Все авторы, упомянутые выше и опущенные, рассматривали проблему с одной стороны – русской, т. е. предвзято. А если бы то же самое и таким же способом написал чудом уцелевший половецкий историк? Все получилось бы наоборот и столь же неполноценно! Вот, например, В. В. Каргалов перечисляет операции суздальских и черниговских князей, в которых участвовали половцы... и делает вывод, что половцы – плохие люди [9, с. 49-54]. А М. С. Грушевский пишет о губительных походах суздальцев и смольнян на Киев... и осуждает “кацапов” [5]. Что это: две равноценных предвзятости или Наука?
А ведь можно обойтись без профанации проблемы. Б. Д. Греков предложил отказаться от традиционного упрощенного взгляда на кочевников как на чисто “внешнюю силу” по отношению к Руси [3, с. 112]. Могущество Руси по сравнению с разрозненными ордами было несомненно, и поэтому те выступали то наемниками, то федератами, постепенно обрусевая и втягиваясь в общую жизнь Киевского государства [4, с. 462-466].
Большой вклад внесла С. А Плетнева, введя периодизацию половецкой истории [14, с. 260-300]. Действительно, если бы кто-то захотел сопоставить отношения России с Францией и написал бы, что они всегда дружили – вряд ли бы его одобрили. Отношения государств меняются, и закономерности перемен не просты. Огрубление же дает не только научную ошибку, но и повод к шовинизму и расизму, что уж совсем дурно. Поэтому попробуем предложить решение, исключающее нарушения научной историографической методики.

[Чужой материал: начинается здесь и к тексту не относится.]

PR #9456, opened 2026-09-15
sunswap-v3: drop the startDate the volume endpoint now rejects, and refuse a missing day instead of publishing zero

### LINKED ISSUE #9455: sunswap-v3: dark since 09-12 — the volume endpoint now rejects the hardcoded startDate=2023-12-16 with a 400 ($1.17bn/30d)
`dexs/sunswap-v3` has published nothing since 2026-09-12 — $1.17bn over the last 30 days, ~$40m a
day, on $217m of TVL.

The endpoint stopped accepting the `startDate` the adapter hardcodes:

```
GET /scan/volume?version=v3&startDate=2023-12-16   400  {"code":1,"msg":"FAIL","data":null}
GET /scan/volume?version=v3                        200  {"code":0,"message":"SUCCESS",...}
GET /scan/volume?version=v3&startDate=2025-01-01    200  SUCCESS
```

So it is the old date specifically, not the host or the parameter. With no `startDate` the API
returns a rolling 365 days — right now 2025-09-15 through 2026-09-14 — and the missing days are
sitting in it:

| day | api says | published |
|---|---|---|
| 2026-09-13 | $16,779,244 | nothing |
| 2026-09-14 | $34,508,492 | nothing |

The adapter then does `.data?.list` and calls `.find` on it, so a `null` list throws rather than
being caught, which is why this reads as dark rather than zero.

The protocol is fine: `fees/sunswap-v3` reads a different host (`openapi.sun.io`) and has published
every day through 09-14, and sunswap-v1 and v2 are both current.

## the other half of this

```ts
const dailyVolume = data.find((item) => (item.time / 1000) === options.startOfDay)?.volume ?? "0";
```

The `?? "0"` means a day the API does not carry is published as **$0** rather than refused. It is
masked today because the throw happens first, but with the URL fixed it would start writing zeros
for every day before 2025-09-15, since that is all the window the API now serves. Worth removing at
the same time.

PR follows: drop the rejected `startDate`, and throw on a missing list or a missing day instead of
publishing zero. Verified on the two dark days — 09-13 reads $16.78M and 09-14 reads $34.51M,
matching the API to the dollar.

0xshubhs:
Fixes #9455.

`sbc.endjgfsv.link/scan/volume` now answers `400 {"code":1,"msg":"FAIL"}` for
`startDate=2023-12-16`, so `.data?.list` comes back undefined and the `.find` on it throws. The
adapter has been dark since 09-12, which is ~$40m a day.

Dropping the parameter is enough; the API returns a rolling 365 days without it (currently
2025-09-15 → 2026-09-14), and a later `startDate` works too, so it is that specific old date the
endpoint rejects rather than the host or the parameter.

The second change is the `?? "0"`. Today it is unreachable because the throw happens first, but with
the URL fixed it would publish **$0** for every day before 2025-09-15, the API no longer serves a
window that deep, and the adapter's `start` is still 2023-12-16. A day the source cannot answer
should be refused, not written as zero.

## verification

```
$ ts-node cli/testAdapter.ts dexs sunswap-v3 2026-09-14    # day 09-13
Daily volume: 16.78 M
$ ts-node cli/testAdapter.ts dexs sunswap-v3 2026-09-15    # day 09-14
Daily volume: 34.51 M
```

Against the API read directly: 09-13 `16779244.74...`, 09-14 `34508492.32...`. Both days currently
have no point in production. `tsc --noEmit` clean.

The protocol itself never stopped, `fees/sunswap-v3` reads a different host (`openapi.sun.io`) and
published every day through 09-14, and sunswap-v1/v2 are current.


bheluga:
@0xshubhs thanks for the PR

Переход трех пассионарных групп, выделившихся из трех степных народов: канглов (печенеги), гузов (торки) и куманов (половцы) при столкновении с Киевским каганатом, создал ситуацию этнического контакта. Но поскольку и степняки и славяне имели свои экологические ниши, создался симбиоз, породивший очередной зигзаг истории.
Смешение на границе шло, но как метисация, т. е. процесс, протекающий не на популяционном, а на организмическом уровне. Дети от смешанных браков входили в тот этнос, в котором они воспитались. При этом расовые конфликты исключались, а конфессиональные – благодаря бытовавшему тогда двоеверию – решались безболезненно.

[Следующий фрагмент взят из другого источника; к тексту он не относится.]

PR #9493, opened 2026-09-16
Add Meridian Perps volume, fees and open interest

amantedelagua:
Adds an adapter to count Meridian Perps fees, volume, and open interest


open-interest/meridian.ts
```diff
@@ -0,0 +1,29 @@
...
+import fetchUrl from "../utils/fetchURL";
+
+const API = "https://api.meridian.xyz/v1";
+
+async function fetch(_options: FetchOptions): Promise<FetchResult> {
+    const products = (await fetchUrl(`${API}/product`)).data;
+
+    const marketPrices = (await fetchUrl(`${API}/product/market-price?productIds=${products.map((market: any) => market.id).join('&productIds=')}`)).data;
+
+    const openInterestAtEnd = products.reduce((acc: number, market: any) => {
```
treeoflife2, line 12: oi is double-sided or single-sided, as we standardise the oi so it stays single sided oi

dexs/meridian/index.ts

Слияние народов, т. е. интеграция этносов была никому не нужна, так как русичи не хотели жить в водораздельных степях, без реки и леса, а половцам в лесу было бы слишком трудно пасти скот. Но в телегах, топорищах, посуде половцы нуждались, а русским было удобно получать по дешевым ценам мясо и творог. Обменная торговля, не дававшая наживы, связывала степняков и славян лесостепной полосы в экономико-географическую систему, что и вело к оформлению военно-политических союзов, характерных для левобережных княжеств и Рязани. Зигзаг исторического процесса к XIII в. постепенно распрямился.
Белявский В. А По поводу извечного антагонизма между земледельческим и кочевым населением Восточной Европы. – В кн.: Славяно-русская этнография. Л., ГО СССР, 1973,с. 101-108.
Гордлевский В. А. Что такое “босый волк”? – Избранные сочинения. Т. 2. М., Изд-во АН СССР. 1961.
Греков Б. Д. Киевская Русь и проблема происхождения русского феодализма у М. Н. Покровского. – В кн.: Против исторической концепции М. И. Покровского. Сб. статей. М.-Л, 1939, ч. I.
Греков Б. Д. Киевская Русь. М., 1949.
рушевский М. С. Киевская Русь. СПб., 1911.
Гумилев Л. Н. Сказание о хазарской дани (опыт критического комментария летописного сюжета). – “Русская литература”, 1974, N 3, с. 164-174.